> Exercise goal:
Would you please write out the records below exactly as they appear?

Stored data
PR #888, opened 2017-04-30
Feature/cmake dependencies

vincentchabannes:
- up/clean detection of feel++ dependencies
- fix/refactoring of install process


cmake/modules/feelpp.module.nlopt.cmake
```diff
@@ -21,7 +21,7 @@
 # Foundation, Inc., 675 Mass Ave, Cambridge, MA 02139, USA.
 #
 #
-OPTION( FEELPP_ENABLE_NLOPT "Enable NLOPT (NonLinear Optimisation Library)" ON )
+option( FEELPP_ENABLE_NLOPT "Enable NLOPT (NonLinear Optimisation Library)" OFF )
```
prudhomm: why is it off ?

prudhomm: nlopt is shipped with Feel++. it should be off only in the minimal case IMO

vincentchabannes:
@prudhomm It's not finish and not fully tested.

PR #894, opened 2017-05-06
Feature/cmake dependencies

vincentchabannes:
- reorgonize hearder/config of feel++ lib install : use feelpp subdir. Warning, it change the path of the feel++ detection. It can be done for example : 
```
   find_package(Feel++ PATHS $ENV{FEELPP_DIR}/share/feelpp/feel/cmake/modules )
```
- up Asciidoctor detection : check backends and re-enable by default if detected 
- install tooboxes headers in <FEELPP_DIR>/include/feelpp/tooboxes
 - testcases install use also feelpp subdir (@prudhomm we need to update in docker the symbolic link of Testcases)
 - refactoring of cling interpreter script generation : this script in now generated with the target ```feelpp_cling_interpreter```


prudhomm:
@vincentchabannes I have modified the docker build accordingly to the install changes. it might still be broken, I will try to fix things today

vincentchabannes:
@prudhomm thanks!

prudhomm:
Some minor details need fixing. Almost done. BTW Altair comes with standard docker. I removed most of acusolve and keep only what we need. I will be able to finish the docker for felpp/po

Issue #1041, opened 2017-09-07
Bug with expansion


romainhild:
in `Feel::expansion`, we check that the size of the vector is less than the number of elements to use. It should of course be the other way, if `c.size() < M`, the line 52 will produce a segfault when reaching `i=c.size()`.
https://github.com/feelpp/feelpp/blob/80d98836fa907fd965fb829a3b37875bfc1bf8cb/feel/feeldiscr/expansion.hpp#L46-L53

Also in crb.hpp, we check that the N is greater than 0, or use the maximum number of basis, but after we use the N given in parameters:
https://github.com/feelpp/feelpp/blob/80d98836fa907fd965fb829a3b37875bfc1bf8cb/feel/feelcrb/crb.hpp#L9235-L9244
And is it normal at line 9242 that we have `Wn.size()` ? Shouldn't it be `u.size()` ?

romainhild:
@prudhomm @vincentchabannes no objections about this ?

vincentchabannes:
@romainhild ok for me

PR #1042, opened 2017-09-07
fix issue #1041

romainhild:
- Fix expansion check
- use min size of coefficients and elements


jbwahl:
It's ok for me, but i'm pretty sure that the `CHECK` in `expansion()` is useless since you change `M` before to be smaller than `c.size()` and `b.size()`.

romainhild:
indeed we can remove the check.

PR #1043, opened 2017-09-13
Fix py3k PYTHON_VERSION detection

jschueller:
In Python3 print becomes a function and cmake throws.

-----


prudhomm:
@jschueller thank you for the contribution.
are you interested in using the python interface for reduced basis ?

jschueller:
Just curious, was just trying to build that beast. Does it support Python3 ?

prudhomm:
I haven't tried. I need to check. 
We are preparing some demo for the ANR Chorus Workshop.
I will send you a link to Docker images with the python code running.

Note that in the docker images, I remember that both py2 and py3 are available (need to be extra careful with DLL..)

PR #1050, opened 2017-09-20
Feature/crb plugin

vincentchabannes:
- Update CRB plugin in order to support several model instantiations in the same library. The model name appers in the dll_alias :
 create_plugin -> create_plugin_"modelname"

- modification on the mast argument of  FEELPP_CRB_PLUGIN macro :  model name  must not be given between quote

- benchmarkgrep linear and nonlinear are now supported by the crb plugin framework

- up mongocxx commit version : some changes about libBson and libMongoC detection


vincentchabannes:
SER should work. I will test.
But there are some problems with the uid and also the modelname for each level

prudhomm:
we should add an issue and discuss the solutions. What do you think ? I remember that we discussed that some time ago but I don't quite remember the details

vincentchabannes:
Yes I will try to do the point about SER (asap) and I will fill an issue.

> Output below:
PR #888, opened 2017-04-30
Feature/cmake dependencies

vincentchabannes:
- up/clean detection of feel++ dependencies
- fix/refactoring of install process


cmake/modules/feelpp.module.nlopt.cmake
```diff
@@ -21,7 +21,7 @@
 # Foundation, Inc., 675 Mass Ave, Cambridge, MA 02139, USA.
 #
 #
-OPTION( FEELPP_ENABLE_NLOPT "Enable NLOPT (NonLinear Optimisation Library)" ON )
+option( FEELPP_ENABLE_NLOPT "Enable NLOPT (NonLinear Optimisation Library)" OFF )
```
prudhomm: why is it off ?

prudhomm: nlopt is shipped with Feel++. it should be off only in the minimal case IMO

vincentchabannes:
@prudhomm It's not finish and not fully tested.

PR #894, opened 2017-05-06
Feature/cmake dependencies

vincentchabannes:
- reorgonize hearder/config of feel++ lib install : use feelpp subdir. Warning, it change the path of the feel++ detection. It can be done for example : 
```
   find_package(Feel++ PATHS $ENV{FEELPP_DIR}/share/feelpp/feel/cmake/modules )
```
- up Asciidoctor detection : check backends and re-enable by default if detected 
- install tooboxes headers in <FEELPP_DIR>/include/feelpp/tooboxes
 - testcases install use also feelpp subdir (@prudhomm we need to update in docker the symbolic link of Testcases)
 - refactoring of cling interpreter script generation : this script in now generated with the target ```feelpp_cling_interpreter```


prudhomm:
@vincentchabannes I have modified the docker build accordingly to the install changes. it might still be broken, I will try to fix things today

vincentchabannes:
@prudhomm thanks!

prudhomm:
Some minor details need fixing. Almost done. BTW Altair comes with standard docker. I removed most of acusolve and keep only what we need. I will be able to finish the docker for felpp/po

Issue #1041, opened 2017-09-07
Bug with expansion


romainhild:
in `Feel::expansion`, we check that the size of the vector is less than the number of elements to use. It should of course be the other way, if `c.size() < M`, the line 52 will produce a segfault when reaching `i=c.size()`.
https://github.com/feelpp/feelpp/blob/80d98836fa907fd965fb829a3b37875bfc1bf8cb/feel/feeldiscr/expansion.hpp#L46-L53

Also in crb.hpp, we check that the N is greater than 0, or use the maximum number of basis, but after we use the N given in parameters:
https://github.com/feelpp/feelpp/blob/80d98836fa907fd965fb829a3b37875bfc1bf8cb/feel/feelcrb/crb.hpp#L9235-L9244
And is it normal at line 9242 that we have `Wn.size()` ? Shouldn't it be `u.size()` ?

romainhild:
@prudhomm @vincentchabannes no objections about this ?

vincentchabannes:
@romainhild ok for me

PR #1042, opened 2017-09-07
fix issue #1041

romainhild:
- Fix expansion check
- use min size of coefficients and elements


jbwahl:
It's ok for me, but i'm pretty sure that the `CHECK` in `expansion()` is useless since you change `M` before to be smaller than `c.size()` and `b.size()`.

romainhild:
indeed we can remove the check.

PR #1043, opened 2017-09-13
Fix py3k PYTHON_VERSION detection

jschueller:
In Python3 print becomes a function and cmake throws.

-----


prudhomm:
@jschueller thank you for the contribution.
are you interested in using the python interface for reduced basis ?

jschueller:
Just curious, was just trying to build that beast. Does it support Python3 ?

prudhomm:
I haven't tried. I need to check. 
We are preparing some demo for the ANR Chorus Workshop.
I will send you a link to Docker images with the python code running.

Note that in the docker images, I remember that both py2 and py3 are available (need to be extra careful with DLL..)

PR #1050, opened 2017-09-20
Feature/crb plugin

vincentchabannes:
- Update CRB plugin in order to support several model instantiations in the same library. The model name appers in the dll_alias :
 create_plugin -> create_plugin_"modelname"

- modification on the mast argument of  FEELPP_CRB_PLUGIN macro :  model name  must not be given between quote

- benchmarkgrep linear and nonlinear are now supported by the crb plugin framework

- up mongocxx commit version : some changes about libBson and libMongoC detection


vincentchabannes:
SER should work. I will test.
But there are some problems with the uid and also the modelname for each level

prudhomm:
we should add an issue and discuss the solutions. What do you think ? I remember that we discussed that some time ago but I don't quite remember the details

vincentchabannes:
Yes I will try to do the point about SER (asap) and I will fill an issue.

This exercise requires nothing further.